>>>>

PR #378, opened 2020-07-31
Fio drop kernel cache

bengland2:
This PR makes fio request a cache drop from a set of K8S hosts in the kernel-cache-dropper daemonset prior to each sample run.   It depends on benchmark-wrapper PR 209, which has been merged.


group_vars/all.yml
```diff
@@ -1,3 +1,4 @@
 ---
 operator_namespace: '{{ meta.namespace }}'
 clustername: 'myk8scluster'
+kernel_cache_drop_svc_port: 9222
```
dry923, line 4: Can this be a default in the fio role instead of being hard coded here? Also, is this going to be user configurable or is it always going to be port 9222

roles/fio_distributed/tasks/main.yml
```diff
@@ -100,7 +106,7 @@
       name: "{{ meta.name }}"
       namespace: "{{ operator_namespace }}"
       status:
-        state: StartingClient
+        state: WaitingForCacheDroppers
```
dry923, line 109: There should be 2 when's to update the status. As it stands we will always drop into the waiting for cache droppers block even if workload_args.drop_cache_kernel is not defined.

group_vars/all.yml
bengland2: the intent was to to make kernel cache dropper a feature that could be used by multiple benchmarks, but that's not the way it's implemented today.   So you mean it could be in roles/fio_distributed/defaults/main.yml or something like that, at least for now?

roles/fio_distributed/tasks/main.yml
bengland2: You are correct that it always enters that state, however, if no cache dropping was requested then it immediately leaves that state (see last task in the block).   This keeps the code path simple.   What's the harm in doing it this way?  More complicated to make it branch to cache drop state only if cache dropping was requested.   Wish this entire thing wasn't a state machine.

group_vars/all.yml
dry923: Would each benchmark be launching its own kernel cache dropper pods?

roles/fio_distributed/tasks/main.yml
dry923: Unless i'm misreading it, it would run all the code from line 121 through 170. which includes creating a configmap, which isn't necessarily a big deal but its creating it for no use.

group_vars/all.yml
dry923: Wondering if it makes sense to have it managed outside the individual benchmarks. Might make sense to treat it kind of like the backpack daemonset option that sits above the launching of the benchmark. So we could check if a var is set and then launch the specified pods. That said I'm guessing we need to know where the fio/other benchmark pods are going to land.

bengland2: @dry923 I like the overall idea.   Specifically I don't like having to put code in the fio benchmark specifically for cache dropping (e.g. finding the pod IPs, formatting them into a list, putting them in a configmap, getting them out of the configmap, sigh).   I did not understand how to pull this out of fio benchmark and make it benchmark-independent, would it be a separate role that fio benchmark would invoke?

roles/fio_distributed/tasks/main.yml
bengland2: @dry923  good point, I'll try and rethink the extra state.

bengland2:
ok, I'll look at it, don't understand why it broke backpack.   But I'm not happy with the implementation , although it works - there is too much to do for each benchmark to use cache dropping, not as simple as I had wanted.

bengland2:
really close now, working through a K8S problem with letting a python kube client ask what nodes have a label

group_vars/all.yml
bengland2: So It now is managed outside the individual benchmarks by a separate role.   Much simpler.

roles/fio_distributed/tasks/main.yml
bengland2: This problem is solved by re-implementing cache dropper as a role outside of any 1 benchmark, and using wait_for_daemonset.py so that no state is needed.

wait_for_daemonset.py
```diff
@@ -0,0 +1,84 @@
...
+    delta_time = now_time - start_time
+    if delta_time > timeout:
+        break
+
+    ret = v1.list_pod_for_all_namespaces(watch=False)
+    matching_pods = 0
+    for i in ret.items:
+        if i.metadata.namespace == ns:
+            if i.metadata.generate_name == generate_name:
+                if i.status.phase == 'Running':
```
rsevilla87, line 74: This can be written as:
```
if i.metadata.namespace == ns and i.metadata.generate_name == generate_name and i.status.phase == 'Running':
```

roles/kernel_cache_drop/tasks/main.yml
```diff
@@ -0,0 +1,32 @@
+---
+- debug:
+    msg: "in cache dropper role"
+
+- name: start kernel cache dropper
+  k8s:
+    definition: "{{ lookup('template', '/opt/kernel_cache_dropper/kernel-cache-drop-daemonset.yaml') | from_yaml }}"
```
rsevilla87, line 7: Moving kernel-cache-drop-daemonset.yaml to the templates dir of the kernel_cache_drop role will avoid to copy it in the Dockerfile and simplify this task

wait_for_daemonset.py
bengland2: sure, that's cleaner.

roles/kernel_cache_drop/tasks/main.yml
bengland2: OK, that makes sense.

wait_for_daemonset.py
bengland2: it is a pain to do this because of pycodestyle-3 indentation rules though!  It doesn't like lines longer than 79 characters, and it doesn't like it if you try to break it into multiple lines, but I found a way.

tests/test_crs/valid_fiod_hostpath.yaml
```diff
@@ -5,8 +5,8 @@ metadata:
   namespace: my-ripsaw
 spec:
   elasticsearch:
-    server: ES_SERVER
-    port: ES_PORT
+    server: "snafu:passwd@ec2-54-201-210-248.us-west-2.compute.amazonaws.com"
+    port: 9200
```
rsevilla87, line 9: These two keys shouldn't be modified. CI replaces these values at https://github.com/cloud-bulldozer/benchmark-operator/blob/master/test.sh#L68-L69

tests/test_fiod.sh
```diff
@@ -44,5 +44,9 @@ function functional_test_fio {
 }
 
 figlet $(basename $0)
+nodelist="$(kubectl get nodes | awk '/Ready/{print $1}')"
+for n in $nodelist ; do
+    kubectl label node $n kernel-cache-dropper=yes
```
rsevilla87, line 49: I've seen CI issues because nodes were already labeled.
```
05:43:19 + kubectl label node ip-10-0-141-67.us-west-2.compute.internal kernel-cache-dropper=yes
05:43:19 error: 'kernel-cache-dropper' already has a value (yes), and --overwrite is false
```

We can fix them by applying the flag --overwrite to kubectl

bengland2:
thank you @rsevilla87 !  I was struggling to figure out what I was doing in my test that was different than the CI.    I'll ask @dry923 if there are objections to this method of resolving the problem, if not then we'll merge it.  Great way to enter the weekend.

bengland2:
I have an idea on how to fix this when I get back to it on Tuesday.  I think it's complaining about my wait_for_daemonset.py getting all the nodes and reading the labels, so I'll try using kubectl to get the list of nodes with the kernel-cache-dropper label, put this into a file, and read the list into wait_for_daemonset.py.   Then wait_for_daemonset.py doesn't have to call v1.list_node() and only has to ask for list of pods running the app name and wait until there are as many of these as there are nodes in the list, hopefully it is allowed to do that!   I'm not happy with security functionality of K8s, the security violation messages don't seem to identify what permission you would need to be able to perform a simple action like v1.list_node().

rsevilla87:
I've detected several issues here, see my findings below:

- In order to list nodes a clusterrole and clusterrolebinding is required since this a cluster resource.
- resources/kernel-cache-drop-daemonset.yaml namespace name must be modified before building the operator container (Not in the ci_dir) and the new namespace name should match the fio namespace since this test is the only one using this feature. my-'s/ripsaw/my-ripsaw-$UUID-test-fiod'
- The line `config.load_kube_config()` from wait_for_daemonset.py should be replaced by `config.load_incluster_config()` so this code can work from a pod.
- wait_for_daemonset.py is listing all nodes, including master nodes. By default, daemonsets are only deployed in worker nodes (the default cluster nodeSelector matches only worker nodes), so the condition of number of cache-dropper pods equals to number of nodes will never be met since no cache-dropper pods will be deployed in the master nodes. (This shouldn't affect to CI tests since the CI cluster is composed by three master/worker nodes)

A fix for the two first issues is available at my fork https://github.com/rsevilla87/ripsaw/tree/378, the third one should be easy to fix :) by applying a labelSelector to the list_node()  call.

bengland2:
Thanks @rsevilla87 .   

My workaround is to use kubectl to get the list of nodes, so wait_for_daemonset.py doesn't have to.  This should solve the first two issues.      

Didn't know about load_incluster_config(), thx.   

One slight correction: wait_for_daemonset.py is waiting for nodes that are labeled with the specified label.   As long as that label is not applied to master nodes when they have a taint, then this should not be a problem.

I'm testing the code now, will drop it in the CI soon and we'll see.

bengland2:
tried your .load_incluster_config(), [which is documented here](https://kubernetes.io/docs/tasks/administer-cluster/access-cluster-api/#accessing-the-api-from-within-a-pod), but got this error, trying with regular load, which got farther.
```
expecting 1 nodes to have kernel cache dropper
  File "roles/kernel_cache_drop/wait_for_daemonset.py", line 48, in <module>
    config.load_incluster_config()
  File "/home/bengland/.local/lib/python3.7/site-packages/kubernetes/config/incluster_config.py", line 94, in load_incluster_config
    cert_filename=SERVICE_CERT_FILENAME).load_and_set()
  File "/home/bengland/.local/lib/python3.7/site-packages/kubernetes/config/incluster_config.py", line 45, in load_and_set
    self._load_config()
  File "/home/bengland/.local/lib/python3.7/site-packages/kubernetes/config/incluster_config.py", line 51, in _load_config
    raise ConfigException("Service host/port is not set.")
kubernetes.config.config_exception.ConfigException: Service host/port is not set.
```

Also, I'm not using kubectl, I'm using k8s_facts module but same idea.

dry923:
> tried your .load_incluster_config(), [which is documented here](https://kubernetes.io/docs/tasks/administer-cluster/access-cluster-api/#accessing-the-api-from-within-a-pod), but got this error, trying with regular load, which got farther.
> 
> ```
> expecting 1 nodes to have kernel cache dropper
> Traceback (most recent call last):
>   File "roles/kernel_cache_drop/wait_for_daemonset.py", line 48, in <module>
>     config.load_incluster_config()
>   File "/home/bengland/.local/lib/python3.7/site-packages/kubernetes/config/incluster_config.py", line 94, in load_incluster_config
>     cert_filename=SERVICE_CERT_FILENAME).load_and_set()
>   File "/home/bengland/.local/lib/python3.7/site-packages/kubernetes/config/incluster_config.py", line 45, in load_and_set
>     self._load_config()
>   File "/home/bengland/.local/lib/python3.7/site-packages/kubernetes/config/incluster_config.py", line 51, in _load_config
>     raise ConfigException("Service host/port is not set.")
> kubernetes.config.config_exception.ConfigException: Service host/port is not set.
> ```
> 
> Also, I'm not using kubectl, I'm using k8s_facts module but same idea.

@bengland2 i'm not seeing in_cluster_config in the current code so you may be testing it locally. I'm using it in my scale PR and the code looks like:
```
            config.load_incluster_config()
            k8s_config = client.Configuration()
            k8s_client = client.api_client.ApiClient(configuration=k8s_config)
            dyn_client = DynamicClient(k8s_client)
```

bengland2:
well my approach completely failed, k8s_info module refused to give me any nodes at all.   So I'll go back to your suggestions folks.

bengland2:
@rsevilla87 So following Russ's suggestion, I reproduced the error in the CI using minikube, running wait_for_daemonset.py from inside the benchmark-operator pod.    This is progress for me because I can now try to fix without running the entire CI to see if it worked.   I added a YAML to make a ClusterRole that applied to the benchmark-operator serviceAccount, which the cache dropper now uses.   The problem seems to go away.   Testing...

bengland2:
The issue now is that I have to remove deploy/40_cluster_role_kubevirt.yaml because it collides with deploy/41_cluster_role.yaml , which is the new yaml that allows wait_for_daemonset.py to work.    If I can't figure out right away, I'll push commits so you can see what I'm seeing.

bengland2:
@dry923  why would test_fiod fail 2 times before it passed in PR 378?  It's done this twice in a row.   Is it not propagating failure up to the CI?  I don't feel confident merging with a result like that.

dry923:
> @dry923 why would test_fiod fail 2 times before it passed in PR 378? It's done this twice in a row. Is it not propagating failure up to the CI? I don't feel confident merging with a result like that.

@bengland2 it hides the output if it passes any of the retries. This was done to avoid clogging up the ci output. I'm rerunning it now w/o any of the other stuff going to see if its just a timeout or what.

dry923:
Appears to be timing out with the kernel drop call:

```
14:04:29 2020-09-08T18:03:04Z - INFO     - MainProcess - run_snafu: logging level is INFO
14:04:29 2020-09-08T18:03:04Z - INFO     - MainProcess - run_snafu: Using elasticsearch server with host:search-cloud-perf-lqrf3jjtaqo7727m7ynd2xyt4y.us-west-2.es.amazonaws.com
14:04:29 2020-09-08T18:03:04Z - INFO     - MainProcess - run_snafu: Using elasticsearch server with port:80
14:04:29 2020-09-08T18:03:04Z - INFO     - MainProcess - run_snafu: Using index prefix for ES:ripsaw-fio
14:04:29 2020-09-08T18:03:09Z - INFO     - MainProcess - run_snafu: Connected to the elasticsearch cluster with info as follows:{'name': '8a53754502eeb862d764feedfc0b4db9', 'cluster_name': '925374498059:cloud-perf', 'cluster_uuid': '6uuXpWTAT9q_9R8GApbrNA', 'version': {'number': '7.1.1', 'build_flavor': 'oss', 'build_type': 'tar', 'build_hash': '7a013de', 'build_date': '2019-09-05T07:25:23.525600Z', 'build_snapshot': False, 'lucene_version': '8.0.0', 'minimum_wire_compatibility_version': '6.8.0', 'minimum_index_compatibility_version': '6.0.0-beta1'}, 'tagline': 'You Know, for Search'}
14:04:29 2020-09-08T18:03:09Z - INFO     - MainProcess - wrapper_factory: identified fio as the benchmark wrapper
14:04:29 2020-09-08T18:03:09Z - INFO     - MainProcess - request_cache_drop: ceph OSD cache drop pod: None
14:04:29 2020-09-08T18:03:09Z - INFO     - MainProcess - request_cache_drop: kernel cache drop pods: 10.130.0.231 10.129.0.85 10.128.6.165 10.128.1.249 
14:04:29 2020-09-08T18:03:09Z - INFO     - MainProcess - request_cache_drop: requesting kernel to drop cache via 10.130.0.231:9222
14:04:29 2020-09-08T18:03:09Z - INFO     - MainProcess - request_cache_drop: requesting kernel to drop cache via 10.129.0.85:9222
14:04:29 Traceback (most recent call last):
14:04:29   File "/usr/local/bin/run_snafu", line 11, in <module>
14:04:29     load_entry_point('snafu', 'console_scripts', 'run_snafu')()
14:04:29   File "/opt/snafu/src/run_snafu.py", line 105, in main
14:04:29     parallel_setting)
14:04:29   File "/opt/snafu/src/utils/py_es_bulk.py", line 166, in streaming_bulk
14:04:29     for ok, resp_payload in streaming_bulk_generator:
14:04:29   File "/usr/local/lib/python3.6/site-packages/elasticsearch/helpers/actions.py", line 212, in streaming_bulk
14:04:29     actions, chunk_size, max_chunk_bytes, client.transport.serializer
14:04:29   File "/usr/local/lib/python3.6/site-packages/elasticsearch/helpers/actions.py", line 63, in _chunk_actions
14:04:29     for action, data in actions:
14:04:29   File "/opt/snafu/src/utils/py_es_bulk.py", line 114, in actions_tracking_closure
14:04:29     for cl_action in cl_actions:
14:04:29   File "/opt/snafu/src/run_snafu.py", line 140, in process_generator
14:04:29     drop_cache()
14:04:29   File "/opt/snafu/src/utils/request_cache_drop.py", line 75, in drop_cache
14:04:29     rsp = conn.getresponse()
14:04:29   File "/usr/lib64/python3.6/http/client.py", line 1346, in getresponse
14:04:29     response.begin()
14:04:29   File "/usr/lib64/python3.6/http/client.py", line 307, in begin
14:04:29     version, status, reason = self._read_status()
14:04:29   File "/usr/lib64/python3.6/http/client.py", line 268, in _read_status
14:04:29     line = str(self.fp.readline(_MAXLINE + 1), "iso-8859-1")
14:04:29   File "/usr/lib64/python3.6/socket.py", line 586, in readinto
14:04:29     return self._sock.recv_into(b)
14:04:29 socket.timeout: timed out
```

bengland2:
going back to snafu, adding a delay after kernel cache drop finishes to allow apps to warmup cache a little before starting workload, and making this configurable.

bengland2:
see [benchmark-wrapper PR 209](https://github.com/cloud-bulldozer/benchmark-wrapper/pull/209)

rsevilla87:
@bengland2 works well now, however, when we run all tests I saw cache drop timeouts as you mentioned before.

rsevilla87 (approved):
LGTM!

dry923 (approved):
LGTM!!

<<<<

§ **Task objective**
Every line above that includes the string "applying" needs to be copied.

§ **Task response**
We can fix them by applying the flag --overwrite to kubectl
A fix for the two first issues is available at my fork https://github.com/rsevilla87/ripsaw/tree/378, the third one should be easy to fix :) by applying a labelSelector to the list_node()  call.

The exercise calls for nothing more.